В день похорон нянька шумно напилась. После смерти сыновей она иначе не умела бороться с горем. Она любила Веру Николаевну, и чем глубже ощущала утрату, тем сильнее ею овладевало какое-то уродливое буйство. Когда люди прощались с покойницей, из-за закрытых дверей кухни доносился нянькин упрямо фальшивящий голос:
Слышался боровшийся с песней голос нянькиной племянницы Глаши, приехавшей из Дикого поселка урезонивать запойную тетку.
У гроба Ольга стояла молча, казалась даже спокойной, только иногда ежилась, будто ей холодно.
Был оркестр. Странно было это медленное движение толпы по солнечным улицам. Преодолевая застенчивость, бессловесная Нюра Бреховских держалась рядом с Олей. Возле ворот кладбища можно было заметить мелькнувшего сторонкой спешенного Чапа с велосипедом. А когда сменялись несшие гроб строители — четверо рабочих, Ирина Ситникова подошла к Мите, показала на них: «Помнишь, про Ерему? Наверно, он тут». И Митя закивал головой, припомнив недавнюю вечеринку, рассказ Веры Николаевны.
За медными трубами оркестра, расположившегося под деревьями, Митя увидел тетю Машу. Он знал, что она непременно придет на кладбище после урока. В одиночестве ходила она поодаль. И еще Митя признал врача — того самого, который из зимнего лагеря возил Олиной маме записки. Его сутулая фигура мелькнула позади Олиных одноклассниц, державшихся стайкой.
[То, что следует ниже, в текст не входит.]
PR #6617, opened 2023-05-31
perf: don't use await inside loops

zkochan:


RexSkz:
The biggest impact might be the "order", for example:

```js
const result1 = [];
for (const item of arr) {
  result1.push(await calculate(item));
}

const result2 = [];
await Promise.all(arr.map(async () => {
  result2.push(await calculate(item));
}));
```

The order of `result1` will be the same as `arr`, but the order of `result2` depends on how long each `calculate` costs.

Issue #6502, opened 2023-05-04
Hard-linked local dependencies are not refreshed after first install


lorenzodallavecchia:
### pnpm version:

8.4.0

### Code to reproduce the issue:

See [this repository](https://github.com/lorenzodallavecchia/pnpm-local-dependencies-refresh) and its README file.

### Expected behavior:

When the package.json of a local dependency is no longer aligned with the lockfile, the local dependency should be reinstalled.

### Actual behavior:

The local dependency is not reinstalled.

### Additional information:

 - `node -v` prints: `v16.15.0`
 - Windows, macOS, or Linux?: Windows

await-ovo:
related to #5381

PR #6623, opened 2023-06-01
fix:  should always treat local file dependency as new dependency 

### LINKED ISSUE #5381: PNPM does not sync new files in local path dependencies

For example, we have the following file structure:

```
./
├── app
│   ├── node_modules
│   │   └── awesome -> .pnpm/file+..+pkg/node_modules/pkg
│   ├── package.json
│   └── pnpm-lock.yaml
└── pkg
    ├── bin
    └── text.txt
```

We have a local dependency in `./app/package.json`, and `./app` is initialized by `pnpm run install`. 

```js
"dependencies": {
  "awesome": "file:../pkg"
}
```

Next, we create a new file in `./pkg`

```
echo "hiya" > ./pkg/text2.txt
```

Then, `text2.txt` is in `./pkg` but not in `./app/node_modules/awesome` 😥

```
.
├── app
│   ├── node_modules
│   │   └── awesome -> .pnpm/file+..+pkg/node_modules/pkg
│   ├── package.json
│   └── pnpm-lock.yaml
└── pkg
    ├── bin
    ├── text.txt
    └── text2.txt
```

### Expected behavior:

I expect to see `text2.txt` appear in `./app/node_modules/awesome` or in `app/node_modules/.pnpm/file+..+pkg/node_modules/pkg`

### Actual behavior:

There is no `text2.txt` in `./app/node_modules/awesome` or in `app/node_modules/.pnpm/file+..+pkg/node_modules/pkg`

### Additional information:

Interestingly, changes to existing files are synced between `./pkg` and `./app/node_modules/awesome`. For example:

```shell
# Before editing
$ md5 ./pkg/text.txt
MD5 (./pkg/text.txt) = 919d117956d3135c4c683ff021352f5c
$ md5 ./app/node_modules/awesome/text.txt
MD5 (./app/node_modules/awesome/text.txt) = 919d117956d3135c4c683ff021352f5c

$ echo "oh boy" >> ./pkg/text.txt

# After editing
$ md5 ./pkg/text.txt
MD5 (./pkg/text.txt) = 6636c55e0cda2b473c75da3ff00edd52
$ md5 ./app/node_modules/awesome/text.txt
MD5 (./app/node_modules/awesome/text.txt) = 6636c55e0cda2b473c75da3ff00edd52
```

 - `node -v` prints: v16.17.0

await-ovo:
fix #5381, #6502 

Let's say we have a project like the following:

```
// pkg-foo/package.json
{
  "name": "pkg-foo",
  "dependencies": {
    "local-file": "file:../local-file"
  }
}

// local-file/package.json
{
  "name": "local-file",
  "version": "1.0.0",
  "dependencies": {
   "is-positive": "2.0.0" 
  }
}
```

The comparison between this PR and the current pnpm install or update is as follows:

* Before

|  | add new file  to  local-file directory | change is-positive to 3.0.0 |
| --- | --- | --- |
| pnpm update | Not synced | synced |
| pnpm update —latest | Not synced | Synced |
| pnpm update local-file | Not synced | synced |
| pnpm install | Not synced | Not synced |

* After this PR

|  | add new file  to  local-file directory | change is-positive to 3.0.0 |
| --- | --- | --- |
| pnpm update | Synced | Synced |
| pnpm update —latest | Synced | Synced |
| pnpm update local-file | Synced |Synced |
| pnpm install | Synced | Synced |

```
$ pnpm -v
8.6.1
```

### DIFF
--- a/pkg-manager/core/src/install/allProjectsAreUpToDate.ts
+++ b/pkg-manager/core/src/install/allProjectsAreUpToDate.ts
@@ -47,6 +47,13 @@ export async function allProjectsAreUpToDate (
       })
   })
 }
+export function refIsLocalPkg (ref: string) {
+  return ref.startsWith('file:')
+}
+
+export function refIsLocalDirectoryPkg (ref: string) {
+  return refIsLocalPkg(ref) && !(ref.endsWith('.tgz') || ref.endsWith('.tar.gz') || ref.endsWith('.tar'))
+}
 
 function getWorkspacePackagesByDirectory (workspacePackages: WorkspacePackages) {
   const workspacePackagesByDirectory: Record<string, DependencyManifest> = {}
@@ -132,11 +139,7 @@ function getVersionRange (spec: string) {
 }
 
 function hasLocalTarballDepsInRoot (importer: ProjectSnapshot) {
-  return any(refIsLocalTarball, Object.values(importer.dependencies ?? {})) ||
-    any(refIsLocalTarball, Object.values(importer.devDependencies ?? {})) ||
-    any(refIsLocalTarball, Object.values(importer.optionalDependencies ?? {}))
-}
-
-function refIsLocalTarball (ref: string) {
-  return ref.startsWith('file:') && (ref.endsWith('.tgz') || ref.endsWith('.tar.gz') || ref.endsWith('.tar'))
+  return any(refIsLocalPkg, Object.values(importer.dependencies ?? {})) ||
+    any(refIsLocalPkg, Object.values(importer.devDependencies ?? {})) ||
+    any(refIsLocalPkg, Object.values(importer.optionalDependencies ?? {}))
 }
--- a/pkg-manager/core/src/install/allProjectsAreUpToDate.ts
+++ b/pkg-manager/core/src/install/allProjectsAreUpToDate.ts
@@ -1,14 +1,17 @@
 import path from 'path'
 import { type ProjectOptions } from '@pnpm/get-context'
 import {
+  type PackageSnapshot,
   type Lockfile,
   type ProjectSnapshot,
+  type PackageSnapshots,
 } from '@pnpm/lockfile-file'
-import { satisfiesPackageManifest } from '@pnpm/lockfile-utils'
+import { refIsLocalDirectory, refIsLocalTarball, satisfiesPackageManifest } from '@pnpm/lockfile-utils'
 import { safeReadPackageJsonFromDir } from '@pnpm/read-package-json'
-import { type WorkspacePackages } from '@pnpm/resolver-base'
+import { type DirectoryResolution, type WorkspacePackages } from '@pnpm/resolver-base'
 import {
   DEPENDENCIES_FIELDS,
+  DEPENDENCIES_OR_PEER_FIELDS,
   type DependencyManifest,
   type ProjectManifest,
 } from '@pnpm/types'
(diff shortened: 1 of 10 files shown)


await-ovo:
> Can't we only do resolution if the specs in the linked in package.json change?

Does this mean that only do resolution when local file dependency's package.json changed? That would be much better, let me see how to do it.

await-ovo:
Currently, it only do full resolution if the dependency information in package.json of the local dependency has changed ~

pkg-manager/core/src/install/allProjectsAreUpToDate.ts
```diff
@@ -120,6 +133,31 @@ async function linkedPackagesAreUpToDate (
...
+async function isLocalFileDepUpdated (lockfileDir: string, pkgSnapshot: PackageSnapshot | undefined) {
+  if (!pkgSnapshot) return false
+  const localDepDir = path.join(lockfileDir, (pkgSnapshot.resolution as DirectoryResolution).directory)
+  const manifest = await safeReadPackageJsonFromDir(localDepDir)
+  if (!manifest) return false
+  for (const depField of DEPENDENCIES_OR_PEER_FIELDS) {
+    if (depField === 'devDependencies') continue
+    const manifestDeps = manifest[depField] ?? {}
+    const lockfileDeps = pkgSnapshot[depField] ?? {}
+    for (const depName of Object.keys(manifestDeps)) {
```
zkochan, line 151: what if there are more dependencies in the lockfile than there are dependencies in the `package.json`?

await-ovo: In this case, some dependencies are removed from the `package.json` file, which I still treat as up-to-date here, so it will not do resolution and changes are not synced to `node_modules/.pnpm`, with the disadvantage that the removed dependencies are still accessible in the `local-file`, I'm not quite sure if there's any other impact.

zkochan: I am not sure about this behaviour. It could be unexpected

zkochan: If you want to leave it as it is, then add a comment about it in the code. So that we'll remember that that is expected behaviour.

await-ovo: I will update it to do resolution in this case and add some tests later~

await-ovo: Well, even if we do full resolution in this case , reinstalling the dependencies will not remove the dependency(is-psitive) in `node_modules/.pnpm`, maybe it's a problem elsewhere, let's keep this behavior for now.

zkochan: But it will remove the symlink. The package is not removed from `.pnpm` because we have a cache of packages there. It is controlled by this setting: https://pnpm.io/npmrc#modules-cache-max-age

await-ovo: Thanks for the explanation, I updated it here.

pkg-manager/core/test/install/local.ts
```diff
@@ -371,3 +371,50 @@ test('resolution should not fail when a peer is resolved from a local package an
...
+    },
+    lockfileVersion: LOCKFILE_VERSION,
+  })
+
+  await fs.writeFile('../local-pkg/add.js', 'added', 'utf8')
+
+  await install(manifest, await testDefaults())
+
+  await expect(fs.access('./node_modules/local-pkg/add.js')).resolves.toBeUndefined()
+})
```
zkochan, line 474: maybe let's also test that when a dependency is added to local-pkg, the lockfile gets updated.

await-ovo: done

zkochan (approved):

Когда все кончилось, была ужасная минута, вроде обрывка сна в жару болезни. Пантюхов, прижимая по-родственному Олину голову к своему животу, положив на плечо ей фетровую шляпу, патетически говорил:
— Какая незабываемая утрата! Какая незабываемая утрата!
Через несколько минут он уже усаживался в кабину грузовика, на котором привез оркестр. И Митя с ужасом уловил, как он бодро сказал шоферше:
— Ну, тетя Мотя, вези!
Шоферша так же бодро, но зло огрызнулась:
— Во-первых, я не тетя. Во-вторых, я не Мотя… Я водитель. — И презрительно добавила: — Садись… дядя Степа.
«Вот скотина!» — с ненавистью думал Митя, не отрывая взгляда от грузной фигуры усаживающегося в кабину начальника автобазы. Вдруг Митя поймал себя на том, что он не первый раз после смерти Олиной мамы вспоминает Ерему, которого даже фамилии-то он не знает. Пришел ли он на похороны? Знает ли он? Митя оглядел толпу строителей, окруживших могилу, пытаясь по лицам, по взгляду узнать незнакомого ему человека.
На другой день Митя повел Олю на кладбище.
Легкие тени играли на листьях, рыже-зеленая земля меняла цвет беспрестанно.
— Что же ты, Наперсток?
Она уронила голову и плакала, уткнувшись головой ему в колени. А вокруг такая шла кутерьма света и тени под акациями, у могил, на дорожках, натоптанных прохожими, на дорожках, ведущих с кладбища в поле. Митя испытывал жалость к Ольге и стыд за свое благополучие, за то, что может замечать в этот апрельский день игру солнечных зайчиков на ее волосах. Впервые за эти дни он мог говорить с ней наедине. Говорил долго, припомнил даже Сибиллю, которую она носила на руках. Все надо уметь преодолеть в жизни. Вспомнил про летчика Леваневского, как он, наверно, упрямо шел с товарищами по бесконечным льдам. Выговорил все слова одобрения, которые не мог высказать ни вчера, ни раньше.